Institute History
Description
In the eighteenth and nineteenth centuries, Angola was the site of a prosperous slave plantation. Now home to one of America’s largest maximum-security prisons, “the farm” is still worked by an unpaid labor force made up of the five thousand inmates (80 percent of them African-American) who enter its gates as young men, never to leave.
Guided by the prison’s oldest resident, journalist/activist Wilbert Rideau, and its warden, Burl Cain, The Farm refracts the spectrum of life’s somber passages for a population facing life incarceration.

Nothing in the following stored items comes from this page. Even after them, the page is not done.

PR #8203, opened 2021-12-25
Fix #8202: AutoComplete: support LazyDataModel to search instead of completeMethod

### LINKED ISSUE #8202: AutoComplete: support LazyDataModel to search instead of completeMethod
You might have many `LazyDataModels` in your project which are almost suitable to serve as an `AutoComplete` suggestions
provider. They could be used with `AutoComplete` in combination with a field attribute. The query string could be applied on the provided `lazyModelField` using `MatchMode.CONTAINS`.

jepsar:
Fix #8202


jepsar:
Maybe we should just add an extra property to search for, instead of the interface.

tandraschko:
i like the approach to simple reuse a LazyDataModel but "lazyModelField" usage reads bit weird. Propably `#{customer.name}` would be better for endusers

tandraschko:
can you try `ValueExpression#getValueReference(elContext).getProperty()` instead str search?

jepsar:
I'm getting `Target Unreachable, identifier [customer] resolved to null` and we have no customer (var instance) to set there.

Rapster:
-1 for this fix. See my coment in original ticket. Furthermore, parsing property name from EL is a dirty trick _(no matter how well you try to get it, you'll always have a use case where it's too tricky to get it)_. Having an attribute for the targeted field would be better but like @tandraschko said, there is something off about it

jepsar:
I had a string field attribute before. See https://github.com/primefaces/primefaces/pull/8203/commits/c358a5f5aa66cc59314de2c5aea87c71be102f8f I agree the EL "parsing" is ugly. Could be done by a reg exp or we can revert to string.

I like the solution to be able to use an existing lazy model as is. If you would need to modify it or wrap it, you can just as well use it in the completeMethod.

tandraschko:
yeah, hmmm
we had similar issue in DataTable, where we ref the sort/filter field just by string (`field=name`). it works but a EL is better to read and code completion by IDE (`field=#{customer.name}`)

tandraschko:
@jepsar can you resolve conflicts?

jepsar:
@tandraschko done

PR #8214, opened 2021-12-29
Fix #2521: CommandButton: add option to disable button on Ajax requests

### LINKED ISSUE #2521: Prevent double click on UICommand components
This topic is quite recurrent, would it be possible to integrate a solution in PF?

https://stackoverflow.com/questions/10756426/how-to-do-double-click-prevention-in-jsf-2
http://ovaraksin.blogspot.fr/2011/05/prevent-multiple-clicks-in-jsf.html

Components:
- CommandButton
- CommandLink
- MenuItem
- SplitButton
- HotKey

### LINKED ISSUE #8213: CommandButton: add option to disable button on Ajax requests
Add option to disable the button on Ajax requests triggered by that button.

jepsar:
Fix #2521


Rapster:
Could we do this for every UICommand in PF?

jepsar:
If we would add `disable` to `SplitButton`, we can add it there. `MenuButton` has `deactivate` but it requires a menu item to disable. We might want to disable the entire component.

I don't think disabling other menus will make sense.

`CommandLink` has no widget.

Rapster:
As long it's possible to invoke an action, it makes sense. Would it be a lot of work to make commandLink a widget? But wait a sec, what does this fix then if not that issue https://www.primefaces.org/showcase-ext/sections/renderers/commandButtonSingleClick.jsf ?

jepsar:
We can have a look at adding a widget for `CommandLink` to disable it. #8218

I don't understand your last question. The renderer in PFE can be deprecated and removed if this PR is accepted.

Rapster:
Ok cool I just wanted to make sure of that

tandraschko:
i would like to see the "getSourceIs" in our ajax.js as util and maybe reimplement as "isXhrSource(...)"

jepsar:
> i would like to see the "getSourceIs" in our ajax.js as util and maybe reimplement as "isXhrSource(...)"

Okay. I'll also refactor the block UI JavaScript.

jepsar:
I'll create a new PR for block UI.. it was causing to much noise on this PR

primefaces/src/main/resources/META-INF/resources/primefaces/core/core.ajax.js
```diff
@@ -148,6 +148,32 @@ if (!PrimeFaces.ajax) {
...
+            /**
+             * Checks whether the component ID from the provided configuration equals the source ID from the provided
+             * settings.
+             *
+             * @param {PrimeFaces.PartialWidgetCfg<TCfg>} cfg of the component to check for being the source.
+             * @param {JQuery.AjaxSettings} settings containing source ID.
+             * @returns {boolean} `true` if the component ID from the provided configuration equals the source ID from
+             * the provided settings.
+             */
+            isXhrSource: function(cfg, settings) {
```
tandraschko: i would either pass the id or the whole widget

tandraschko: not sure ;D i dont see any reason to pass a wrapper object from the middle of the stack, isntead of the whole widget or only the id

PR #8219, opened 2021-12-31
Fix #8218: CommandLink: add widget with disable / enable option

### LINKED ISSUE #8218: CommandLink: add widget with disable / enable option
Currently there is no widget for CommandLink.

jepsar:
Fix #8218

### DIFF
--- a/primefaces/src/main/java/org/primefaces/component/commandlink/CommandLinkRenderer.java
+++ b/primefaces/src/main/java/org/primefaces/component/commandlink/CommandLinkRenderer.java
@@ -63,103 +63,102 @@ public class CommandLinkRenderer extends CoreRenderer {
 
     @Override
     public void encodeEnd(FacesContext context, UIComponent component) throws IOException {
-        ResponseWriter writer = context.getResponseWriter();
         CommandLink link = (CommandLink) component;
+
+        encodeMarkup(context, link);
+        encodeScript(context, link);
+    }
+
+    protected void encodeMarkup(FacesContext context, CommandLink link) throws IOException {
+        ResponseWriter writer = context.getResponseWriter();
         String clientId = link.getClientId(context);
         Object label = link.getValue();
 
-        if (!link.isDisabled()) {
-            String request;
-            boolean ajax = link.isAjax();
-            String styleClass = link.getStyleClass();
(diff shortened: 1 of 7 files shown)


primefaces/src/main/java/org/primefaces/component/commandlink/CommandLinkRenderer.java
```diff
@@ -63,103 +63,102 @@ public void decode(FacesContext context, UIComponent component) {
...
-            writer.writeAttribute(HTML.ARIA_LABEL, link.getAriaLabel(), null);
+        writer.startElement("a", link);
+        writer.writeAttribute("id", clientId, "id");
+        writer.writeAttribute("href", "#", null);
+        writer.writeAttribute("class", styleClass, null);
+        writer.writeAttribute(HTML.ARIA_LABEL, link.getAriaLabel(), null);
+        if (link.isDisabled()) {
+            writer.writeAttribute("tabindex", "-1", null);
+            writer.writeAttribute("aria-disabled", "true", null);
+        }
```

Focusing on the rites of passage of five inmates over the course of one year, the film articulates each man’s struggle to sustain hope and achieve ever-elusive freedom. At twenty-two, George is beginning the first year of a life sentence for murder. Imprisoned for over twenty years, Vincent and Ashanti plead for clemency as they come up for parole board hearings. Having been granted a pardon, Bishop is on the cusp of tasting the sweet surreality of freedom after serving forty years. Bones, dying of cancer, and John, facing execution, confront the inevitability of their mortality behind bars. In their mirrored circumstances, each arrival, departure, and defeat becomes a chilling confirmation of life’s bitter inevitability.
In The Farm, Jonathan Stack and Liz Garbus have conceived a deeply humanistic examination of life in prison and an incisive critique of America’s systemic perpetuation of enslavement. This compelling film is not to be missed.
Liz Garbus and Jonathan Stack, Directors
Liz Garbus and Jonathan Stack are both native New Yorkers and have collaborated previously on many films, including Final Judgment. Stack has produced a dozen documentaries in his twelve-year career, including the award-winning Damned in the USA and Harlem Diary. Garbus made her directorial debut with the Emmy-nominated Final Judgment in 1996 and has gone on to make several highly acclaimed documentary films.